День Литературы, 2006 № 04 (116) | страница 2
От себя Волошин добавил: Анненский "сознавал, что для него внешний мир ничего, кроме слова, не представляет".
В этом понимании, пожалуй, истоки русского модернизма. Ориентируясь в основном на западное "новое" искусство, пышным цветом расцветшее на стыке XIX и XX веков, русский модернизм объявил слово и средством, и целью искусства. Личность творца — запретная зона, в которую нет хода кому бы то ни было; лишь сам он может приоткрыть завесу своего духовного мира, сам он вправе выбрать язык, на котором пожелает говорить с читателем. Будет ли этот язык одухотворен красками и звуками окружающей жизни или будет сколком сумеречного, необъяснимого и трудно передаваемого состояния поэта, станет ли он понятен для других людей или окажется намеренно тёмен, заумен, лишен смысла — это всецело зависит от автора. Часто как пример такого заумного языка и необычного словотворчества приводят произведения Велимира Хлебникова. Но как ни странно, в экспериментах этого теоретика литературы, поэта, прозаика и драматурга кроме изысков искусственных и вычурных есть и неведомая до него по смелости попытка расширить художественные возможности русского языка, прозорливые догадки и поразительные находки ученого-филолога. Сам Хлебников объяснял свою "волшебную речь" вполне логично и доказательно: "Ее странная мудрость разлагается на истины, заключенные в отдельных звуках... Мы их пока не понимаем. Но нет сомнения, что эти звуковые очереди — ряд проносящихся перед сумерками нашей души мировых истин. Если различать в душе правительство рассудка и бурный народ чувств, то заговоры и заумный язык есть обращение через голову правительства прямо к народу чувств, прямой клич к сумеркам души или высшая точка народовластия в жизни слова и рассудка, правовой прием, применяемый в редких случаях. Таким образом, чары слова, даже непонятного, остаются чарами и не утрачивают своего могущества".

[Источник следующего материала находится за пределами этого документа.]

PR #281, opened 2015-07-21
Standalone Windows and OSX OpenGL sample (no dependencies)

Pagghiu:
This is a continuation of #135 updated to latest imgui master
- Standalone samples that require no GLFW / GL3W
- Works on Windows and OSX
- Support for High DPI Displays
  imguistandalonewindows
  imguistandaloneosx


ocornut:
Thanks!
Not sure when I'll have time to look at that but it'd be useful to have them.

NB those two files probably ought to be removed:
xcodeproj/project.xcworkspace/xcuserdata/stefano.xcuserdatad/UserInterfaceState.xcuserstate
xcodeproj/project.xcworkspace/xcuserdata/stefano.xcuserdatad/WorkspaceSettings.xcsettings

ocornut:
I had a look at the wgl example but it looks like it needs lots of work to be readable, not full of noise and constructed like the other examples. Moreover I'm not sure if following a base from 2000 is good idea? (unless this is still the common way to setup a windows / gl example).

Pagghiu:
I think the restructuring of the other examples has been happening after this PR, so I had no "guideline" reference then ;)
Aligning these to existing examples and cleaning up can of course be done.
I have been starting from this sample and I've been evolving into something slightly more structured in my own code base (a class instead of free functions and globals).
I have to check if it can be extracted and pushed here or if it depends on other parts of our framework.
Setup windows/gl sample without using external libs will always boil down to something like this as far as I know.

The question is if this is of any interest or everyone just uses SDL, GLFW etc.

ocornut:
I think it is useful as reference. Started to clean it up myself and i got sidetracked slash discouraged with the amount of unnecessary crap ("// set the flag to true") but mostly I wondered if the basic logic was still valid for a Win32 app. If we think it is we can finish the cleanup.

cocoademon:
I think it's a great idea to include a no-external-dependencies example.

However, at least on Windows, this sample doesn't appear to follow the
"proper context creation" approach here (for initializing a newer-than-1.1
OpenGL context):

https://www.opengl.org/wiki/Creating_an_OpenGL_Context_(WGL)#Proper_Context_Creation



On 15 October 2015 at 19:08, omar <notifications@github.com> wrote:

> I think it is useful as reference. Started to clean it up myself and i got
> sidetracked slash discouraged with the amount of unnecessary crap ("// set
> the flag to true") but mostly I wondered if the basic logic was still valid
> for a Win32 app. If we think it is we can finish the cleanup.
>
> —
> Reply to this email directly or view it on GitHub
> <https://github.com/ocornut/imgui/pull/281#issuecomment-148312742>.
>



-- 
Cameron Foale
cameron@cocoademon.com.au
ph. 0407 044 175

ocornut:
Thanks, this is the sort of link I was hoping. That code was too old, we could use this to rewrite something based on the a mix of the GL and DirectX (for inputs, message pumping) example.

vexe:
I don't understand why the highDpiScale variable exist. It was ruining mouse coordinates until I resize the window then it picks the right coords. And it was making the font quality bad. Removing that variable fixed both issues.

ocornut:
@Pagghiu Been resurrecting the raw OSX example. One of the reason is that it will be useful for the upcoming viewport branch to have a viewport-compatible low-level implementation for more systems. In particular because GLFW doesn't currently provide all the features necessary for the current viewport implementation. Hopefully it will soon. (Also the splitting of backend between platform and renderer also makes extra examples easier to maintain).

Pacome helped me bring this up to date with latest best practices (reference counting), and I've been cleaning up to the best of my extents (read: struggling using a Mac). I can add you to the private branch if you want to look at it. The aim is to have a clean V1 of imgui_impl_osx.mm that doesn't support viewport (easy) then evolve that to a viewport-compatible version.

Things to do for V1
- support mouse cursors
- would be nice storing native NS keys in io.KeysDown[] and using the io.KeyMap[] array as intended.
- test integration with different renderer (currently only tested with GL2 one)

Why did your code have things such as:

```cpp
    if (g_windowHeight == 0)
        g_windowHeight = 1;
..
        if (g_backingHeight == 0)
            g_backingHeight = g_windowHeight * 2;
```

examples/opengl_example/main.mm
```diff
@@ -0,0 +1,598 @@
...
+    glTexImage2D(GL_TEXTURE_2D, 0, GL_ALPHA, width, height, 0, GL_ALPHA, GL_UNSIGNED_BYTE, pixels);
+
+    // Store our identifier
+    io.Fonts->TexID = (void *)(intptr_t)tex_id;
+}
+
+void IMGUIExample_InitImGui()
+{
+    ImGuiIO& io = ImGui::GetIO();
+    // Time elapsed since last frame, in seconds
```
sivu: this comment is in a wrong place

ocornut: @sivu don’t worry about the PR details so much, it’s a super old PR. I’m now looking into splitting the code to integrate in the new examples/ folder being used in the viewport branch.

ocornut:
@Pagghiu Closing this ooooold PR, moving to #1873 for the OSX code.
Several the issues I asked above were related to not making the window a Foreground window:

```
// Make the application a foreground application (else it won't receive keyboard events, see https://stackoverflow.com/questions/12145301/nswindow-doesnt-receive-keyboard-events)
ProcessSerialNumber psn = {0, kCurrentProcess};
TransformProcessType(&psn, kProcessTransformToForegroundApplication);
```
I think this wasn't an issue with the Xcode/sdk version you used back then but now it is.

A raw win32 + OpenGL example is missing should be much easier to do right now (by combining imgui_impl_win32.cpp + imgui_impl_openglx + some WGL cruft in main.cpp to create the GL context, if someone is tempted to do it.

Pagghiu:
Excellent!
I've never found enough time to modernize this ancient pull request but looks like you've been doing great things over the macOS branch ;)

Но почему рядом с этим экспериментаторством, оставившим глубокий и животворный след в русской поэзии, бледными изысками, мертвым трюкачеством выглядят стихи российских последователей модернизма Д. и Н.Бурлюков, А.Крученых, Е.Гуро, Б.Лифшица и др.? Только ли в силе таланта кроется причина?
Мне кажется, стоит вернуться к пушкинским временам и там поискать ответ на этот вопрос.
Как известно, из всех русских писателей Н.Гоголь с особой, чуть ли не болезненной настойчивостью пытался уяснить для себя, в чем же суть искусства, и в частности литературы, поэзии. В "Выбранных местах из переписки с друзьями", объединивших письма и иные материалы на самые разнообразные темы, он вновь и вновь возвращается к тому, что, словно заноза, сидит в его душе: в чем же существо русской поэзии и в чем ее особенность? "В лиризме наших поэтов, — утверждает Гоголь, — есть что-то такое, чего нет у поэтов других наций, именно — что-то близкое к библейскому, — то высшее состояние лиризма, которое чуждо движений страстных и есть твердый возлет в свете разума, верховное торжество духовной трезвости... Два предмета вызывали у наших поэтов этот лиризм, близкий к библейскому. Первый из них — Россия. При одном этом имени как-то вдруг просветляется взгляд у нашего поэта, раздвигается дальше его кругозор, все становится у него шире, и он сам как бы облекается величием, становясь превыше обыкновенного человека. Это что-то более, нежели обыкновенная любовь к отечеству... Это богатырски трезвая сила, которая временами даже соединяется с каким-то невольным пророчеством о России, рождается от невольного прикосновения мысли к верховному Промыслу, который так явно слышен в судьбе нашего отечества." А второй предмет, определивший высокий лиризм русской поэзии, это, по мнению Гоголя, любовь к царю. Такая мысль могла бы, наверно, поколебать доверие читателя к рассуждениям автора, если бы она не вытекала из первой. "Все события в нашем отечестве, начиная от порабощения татарского, — доказывает Гоголь, — видимо, клонятся к тому, чтобы собрать могущество в руки одного, дабы один был в силах произвесть этот знаменитый переворот всего в государстве, все потрясти и, всех разбудивши, вооружить каждого из нас... высшим взглядом на самого себя..." Лишь самодержцу дано "устремить, как одну душу, весь народ свой к тому верховному свету, к которому просится Россия."